• Information given
[Start of Attachment]
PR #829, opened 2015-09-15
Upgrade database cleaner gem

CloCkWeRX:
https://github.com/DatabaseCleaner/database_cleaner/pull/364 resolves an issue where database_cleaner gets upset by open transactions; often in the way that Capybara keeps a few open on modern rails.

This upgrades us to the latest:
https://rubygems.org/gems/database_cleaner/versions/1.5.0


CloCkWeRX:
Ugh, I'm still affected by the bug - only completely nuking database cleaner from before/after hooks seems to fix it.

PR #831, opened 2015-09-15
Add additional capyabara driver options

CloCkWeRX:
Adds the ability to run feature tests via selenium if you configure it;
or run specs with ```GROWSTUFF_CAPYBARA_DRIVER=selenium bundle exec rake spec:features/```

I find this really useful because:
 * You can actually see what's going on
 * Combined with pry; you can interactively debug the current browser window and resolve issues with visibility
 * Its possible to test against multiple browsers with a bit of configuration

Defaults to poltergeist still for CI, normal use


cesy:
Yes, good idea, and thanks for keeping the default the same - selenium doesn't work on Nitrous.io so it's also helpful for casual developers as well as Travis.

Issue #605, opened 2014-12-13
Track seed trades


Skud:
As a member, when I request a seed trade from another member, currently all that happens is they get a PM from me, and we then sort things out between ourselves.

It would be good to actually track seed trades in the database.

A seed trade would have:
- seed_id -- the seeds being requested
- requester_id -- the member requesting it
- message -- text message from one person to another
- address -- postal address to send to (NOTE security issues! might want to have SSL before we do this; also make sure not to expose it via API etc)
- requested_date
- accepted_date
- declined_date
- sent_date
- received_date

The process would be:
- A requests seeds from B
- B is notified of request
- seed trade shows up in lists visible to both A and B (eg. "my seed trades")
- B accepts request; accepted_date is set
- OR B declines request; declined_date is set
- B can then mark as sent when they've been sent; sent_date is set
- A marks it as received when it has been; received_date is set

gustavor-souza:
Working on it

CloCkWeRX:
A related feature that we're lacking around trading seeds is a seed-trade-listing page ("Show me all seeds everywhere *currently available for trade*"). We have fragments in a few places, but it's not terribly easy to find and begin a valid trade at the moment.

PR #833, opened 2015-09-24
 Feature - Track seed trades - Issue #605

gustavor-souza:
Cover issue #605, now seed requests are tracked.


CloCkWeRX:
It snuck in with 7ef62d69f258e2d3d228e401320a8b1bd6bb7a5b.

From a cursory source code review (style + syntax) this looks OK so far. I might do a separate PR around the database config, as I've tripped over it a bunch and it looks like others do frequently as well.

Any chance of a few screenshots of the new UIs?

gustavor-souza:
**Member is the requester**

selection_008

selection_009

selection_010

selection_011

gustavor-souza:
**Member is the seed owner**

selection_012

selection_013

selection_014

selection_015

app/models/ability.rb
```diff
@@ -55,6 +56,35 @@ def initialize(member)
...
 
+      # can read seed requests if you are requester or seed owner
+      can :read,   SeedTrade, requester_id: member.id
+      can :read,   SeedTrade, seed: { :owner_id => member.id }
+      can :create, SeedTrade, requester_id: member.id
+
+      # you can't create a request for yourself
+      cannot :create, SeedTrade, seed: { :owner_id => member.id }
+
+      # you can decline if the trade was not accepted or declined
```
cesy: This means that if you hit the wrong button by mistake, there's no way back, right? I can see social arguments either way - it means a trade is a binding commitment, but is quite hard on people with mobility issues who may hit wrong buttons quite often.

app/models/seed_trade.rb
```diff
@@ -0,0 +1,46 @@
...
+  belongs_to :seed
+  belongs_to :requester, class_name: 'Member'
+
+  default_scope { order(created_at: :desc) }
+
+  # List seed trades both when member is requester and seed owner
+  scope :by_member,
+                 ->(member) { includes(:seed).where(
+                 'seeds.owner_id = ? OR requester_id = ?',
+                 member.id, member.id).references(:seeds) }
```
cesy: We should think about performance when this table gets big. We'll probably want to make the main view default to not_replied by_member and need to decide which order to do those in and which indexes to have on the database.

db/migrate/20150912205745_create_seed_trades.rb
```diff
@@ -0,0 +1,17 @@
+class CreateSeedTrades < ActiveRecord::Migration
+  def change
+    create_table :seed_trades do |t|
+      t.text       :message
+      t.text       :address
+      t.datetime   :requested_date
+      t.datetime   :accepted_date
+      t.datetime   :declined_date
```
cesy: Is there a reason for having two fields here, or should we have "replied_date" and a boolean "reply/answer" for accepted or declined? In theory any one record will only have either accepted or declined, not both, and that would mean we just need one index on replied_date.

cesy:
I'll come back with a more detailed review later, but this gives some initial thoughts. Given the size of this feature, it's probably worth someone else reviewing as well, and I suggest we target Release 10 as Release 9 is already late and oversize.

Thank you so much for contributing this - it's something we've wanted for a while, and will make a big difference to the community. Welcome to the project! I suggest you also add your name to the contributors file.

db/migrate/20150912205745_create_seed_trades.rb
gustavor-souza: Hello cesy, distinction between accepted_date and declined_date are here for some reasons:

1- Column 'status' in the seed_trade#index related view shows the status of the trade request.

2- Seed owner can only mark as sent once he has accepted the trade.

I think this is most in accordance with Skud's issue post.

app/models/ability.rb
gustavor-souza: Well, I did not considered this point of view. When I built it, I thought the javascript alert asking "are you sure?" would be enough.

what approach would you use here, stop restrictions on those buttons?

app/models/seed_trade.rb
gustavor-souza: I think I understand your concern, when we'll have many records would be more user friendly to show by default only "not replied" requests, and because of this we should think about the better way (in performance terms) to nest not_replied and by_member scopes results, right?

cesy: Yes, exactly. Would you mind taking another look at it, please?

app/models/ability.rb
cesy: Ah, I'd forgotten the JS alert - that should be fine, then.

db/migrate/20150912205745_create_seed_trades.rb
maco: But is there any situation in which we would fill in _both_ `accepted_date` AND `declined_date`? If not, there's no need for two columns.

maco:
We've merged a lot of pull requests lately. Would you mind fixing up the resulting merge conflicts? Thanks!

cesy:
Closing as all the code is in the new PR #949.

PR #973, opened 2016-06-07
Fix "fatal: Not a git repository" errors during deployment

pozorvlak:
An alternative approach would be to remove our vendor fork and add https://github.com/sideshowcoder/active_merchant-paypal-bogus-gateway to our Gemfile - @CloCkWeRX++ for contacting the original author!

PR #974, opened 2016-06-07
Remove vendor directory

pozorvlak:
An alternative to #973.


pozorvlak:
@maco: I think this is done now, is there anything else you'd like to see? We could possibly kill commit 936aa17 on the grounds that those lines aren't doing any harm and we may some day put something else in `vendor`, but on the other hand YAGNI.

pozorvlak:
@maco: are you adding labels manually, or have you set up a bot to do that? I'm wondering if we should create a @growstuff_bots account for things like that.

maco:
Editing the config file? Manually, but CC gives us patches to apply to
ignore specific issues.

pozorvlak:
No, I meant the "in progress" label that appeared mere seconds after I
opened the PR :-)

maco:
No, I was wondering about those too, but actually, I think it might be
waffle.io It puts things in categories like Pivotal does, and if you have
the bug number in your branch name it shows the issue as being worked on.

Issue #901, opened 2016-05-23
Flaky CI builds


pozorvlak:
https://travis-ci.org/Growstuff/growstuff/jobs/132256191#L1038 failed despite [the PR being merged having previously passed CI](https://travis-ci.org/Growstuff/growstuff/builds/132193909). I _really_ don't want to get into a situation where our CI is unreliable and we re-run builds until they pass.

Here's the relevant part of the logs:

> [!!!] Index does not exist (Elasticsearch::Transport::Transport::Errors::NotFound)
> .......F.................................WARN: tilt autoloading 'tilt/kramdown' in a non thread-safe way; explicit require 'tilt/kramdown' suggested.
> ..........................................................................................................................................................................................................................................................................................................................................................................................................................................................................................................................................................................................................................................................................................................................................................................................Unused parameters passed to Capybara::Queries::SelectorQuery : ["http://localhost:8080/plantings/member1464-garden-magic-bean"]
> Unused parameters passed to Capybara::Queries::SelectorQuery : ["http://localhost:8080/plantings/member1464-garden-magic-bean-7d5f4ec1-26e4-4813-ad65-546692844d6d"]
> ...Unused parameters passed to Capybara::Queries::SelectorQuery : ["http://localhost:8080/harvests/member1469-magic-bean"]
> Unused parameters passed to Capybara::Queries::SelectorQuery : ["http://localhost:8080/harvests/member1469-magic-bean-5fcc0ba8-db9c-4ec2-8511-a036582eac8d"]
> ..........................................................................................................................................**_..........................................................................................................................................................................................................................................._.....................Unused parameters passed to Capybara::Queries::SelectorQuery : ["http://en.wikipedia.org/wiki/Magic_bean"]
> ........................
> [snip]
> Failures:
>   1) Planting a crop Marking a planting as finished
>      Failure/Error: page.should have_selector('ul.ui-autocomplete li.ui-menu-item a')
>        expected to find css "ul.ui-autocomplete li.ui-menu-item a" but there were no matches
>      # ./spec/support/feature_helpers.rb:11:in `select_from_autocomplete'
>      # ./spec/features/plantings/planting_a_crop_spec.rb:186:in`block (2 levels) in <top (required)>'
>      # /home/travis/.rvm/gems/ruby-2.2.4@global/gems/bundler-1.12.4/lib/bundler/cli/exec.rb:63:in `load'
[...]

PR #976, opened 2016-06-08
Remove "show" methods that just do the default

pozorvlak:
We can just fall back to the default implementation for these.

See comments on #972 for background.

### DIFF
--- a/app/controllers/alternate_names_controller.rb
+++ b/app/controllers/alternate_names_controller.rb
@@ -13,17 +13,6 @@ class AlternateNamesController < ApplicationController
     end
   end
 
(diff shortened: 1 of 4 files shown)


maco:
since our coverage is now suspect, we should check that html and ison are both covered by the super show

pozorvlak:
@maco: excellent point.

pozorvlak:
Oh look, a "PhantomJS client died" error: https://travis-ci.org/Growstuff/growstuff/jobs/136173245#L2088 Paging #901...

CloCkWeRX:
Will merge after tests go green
[End of Attachment]
[Start of Attachment]
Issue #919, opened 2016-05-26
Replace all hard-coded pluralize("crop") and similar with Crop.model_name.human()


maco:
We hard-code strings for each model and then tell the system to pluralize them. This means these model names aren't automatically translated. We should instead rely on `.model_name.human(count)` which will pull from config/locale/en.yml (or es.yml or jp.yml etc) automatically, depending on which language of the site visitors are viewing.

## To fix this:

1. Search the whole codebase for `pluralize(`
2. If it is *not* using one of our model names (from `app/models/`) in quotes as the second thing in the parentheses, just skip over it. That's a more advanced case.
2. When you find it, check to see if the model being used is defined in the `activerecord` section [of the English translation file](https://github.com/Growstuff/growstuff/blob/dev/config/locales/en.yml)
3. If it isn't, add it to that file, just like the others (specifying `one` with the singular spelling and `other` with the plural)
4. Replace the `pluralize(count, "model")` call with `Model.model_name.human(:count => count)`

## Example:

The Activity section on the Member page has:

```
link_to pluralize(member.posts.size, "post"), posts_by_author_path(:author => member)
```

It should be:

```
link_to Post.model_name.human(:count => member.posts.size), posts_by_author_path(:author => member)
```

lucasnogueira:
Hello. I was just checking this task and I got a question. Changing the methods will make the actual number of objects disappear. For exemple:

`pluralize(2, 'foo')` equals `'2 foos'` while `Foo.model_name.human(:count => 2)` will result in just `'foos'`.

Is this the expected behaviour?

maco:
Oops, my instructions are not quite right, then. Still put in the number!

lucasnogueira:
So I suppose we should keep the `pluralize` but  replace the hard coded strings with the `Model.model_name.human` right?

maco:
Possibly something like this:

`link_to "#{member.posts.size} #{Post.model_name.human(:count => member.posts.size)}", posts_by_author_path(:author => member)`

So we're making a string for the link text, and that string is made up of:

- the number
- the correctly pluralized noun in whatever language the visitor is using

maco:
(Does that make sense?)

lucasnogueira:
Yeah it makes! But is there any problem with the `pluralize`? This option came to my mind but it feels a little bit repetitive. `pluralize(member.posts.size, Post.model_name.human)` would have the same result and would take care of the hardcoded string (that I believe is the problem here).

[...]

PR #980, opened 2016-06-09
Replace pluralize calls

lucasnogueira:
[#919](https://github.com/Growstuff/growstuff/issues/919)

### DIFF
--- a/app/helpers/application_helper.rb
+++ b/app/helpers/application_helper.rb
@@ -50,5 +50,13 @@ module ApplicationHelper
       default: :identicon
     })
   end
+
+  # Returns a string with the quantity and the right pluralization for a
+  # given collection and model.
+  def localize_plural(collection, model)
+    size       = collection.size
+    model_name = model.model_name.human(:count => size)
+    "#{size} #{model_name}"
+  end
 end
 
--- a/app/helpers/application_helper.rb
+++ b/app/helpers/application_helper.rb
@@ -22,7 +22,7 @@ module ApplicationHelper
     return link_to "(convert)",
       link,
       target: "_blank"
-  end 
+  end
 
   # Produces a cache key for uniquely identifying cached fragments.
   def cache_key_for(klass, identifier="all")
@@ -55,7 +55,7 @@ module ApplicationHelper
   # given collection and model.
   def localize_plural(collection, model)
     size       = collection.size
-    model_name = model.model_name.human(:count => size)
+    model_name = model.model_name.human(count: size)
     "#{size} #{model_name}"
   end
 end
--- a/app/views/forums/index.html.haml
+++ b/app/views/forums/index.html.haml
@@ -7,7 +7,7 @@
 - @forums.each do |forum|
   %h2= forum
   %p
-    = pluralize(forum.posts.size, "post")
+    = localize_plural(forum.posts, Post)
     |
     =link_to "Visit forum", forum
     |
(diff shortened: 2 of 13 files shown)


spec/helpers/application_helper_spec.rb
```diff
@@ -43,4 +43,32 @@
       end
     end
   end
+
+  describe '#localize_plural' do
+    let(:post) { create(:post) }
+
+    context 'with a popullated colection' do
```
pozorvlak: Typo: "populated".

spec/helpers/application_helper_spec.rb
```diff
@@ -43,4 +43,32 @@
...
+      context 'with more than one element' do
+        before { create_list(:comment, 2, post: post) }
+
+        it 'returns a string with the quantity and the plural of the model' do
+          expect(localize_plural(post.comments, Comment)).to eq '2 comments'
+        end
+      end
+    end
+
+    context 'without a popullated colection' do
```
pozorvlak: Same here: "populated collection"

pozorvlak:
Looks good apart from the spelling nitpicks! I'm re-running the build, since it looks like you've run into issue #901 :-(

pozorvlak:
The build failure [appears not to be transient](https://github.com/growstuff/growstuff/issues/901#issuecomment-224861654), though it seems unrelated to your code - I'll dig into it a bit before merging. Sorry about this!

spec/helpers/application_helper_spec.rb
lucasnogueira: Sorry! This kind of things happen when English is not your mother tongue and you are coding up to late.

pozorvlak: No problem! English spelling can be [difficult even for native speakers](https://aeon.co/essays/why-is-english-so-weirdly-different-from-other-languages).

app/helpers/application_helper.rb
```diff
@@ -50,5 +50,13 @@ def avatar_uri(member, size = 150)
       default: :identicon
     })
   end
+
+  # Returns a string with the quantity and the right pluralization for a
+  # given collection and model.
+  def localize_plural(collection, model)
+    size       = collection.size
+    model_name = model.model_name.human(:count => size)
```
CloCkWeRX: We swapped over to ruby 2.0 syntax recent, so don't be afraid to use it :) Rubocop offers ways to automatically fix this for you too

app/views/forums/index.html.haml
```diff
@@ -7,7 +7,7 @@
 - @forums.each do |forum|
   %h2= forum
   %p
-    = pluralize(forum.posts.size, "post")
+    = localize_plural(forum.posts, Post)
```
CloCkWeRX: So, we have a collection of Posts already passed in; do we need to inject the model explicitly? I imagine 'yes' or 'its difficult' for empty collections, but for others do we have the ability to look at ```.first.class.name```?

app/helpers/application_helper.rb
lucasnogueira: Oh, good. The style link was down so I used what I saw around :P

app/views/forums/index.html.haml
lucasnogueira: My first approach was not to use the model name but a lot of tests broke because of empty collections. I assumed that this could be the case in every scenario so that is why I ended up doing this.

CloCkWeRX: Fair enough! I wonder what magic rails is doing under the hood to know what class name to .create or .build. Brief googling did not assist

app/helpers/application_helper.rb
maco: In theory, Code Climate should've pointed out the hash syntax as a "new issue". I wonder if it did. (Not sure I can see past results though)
[End of Attachment]
• Task goal
For each line in the entries that contains the string "Skud", make a copy.

• The answer
Skud:
I think this is most in accordance with Skud's issue post.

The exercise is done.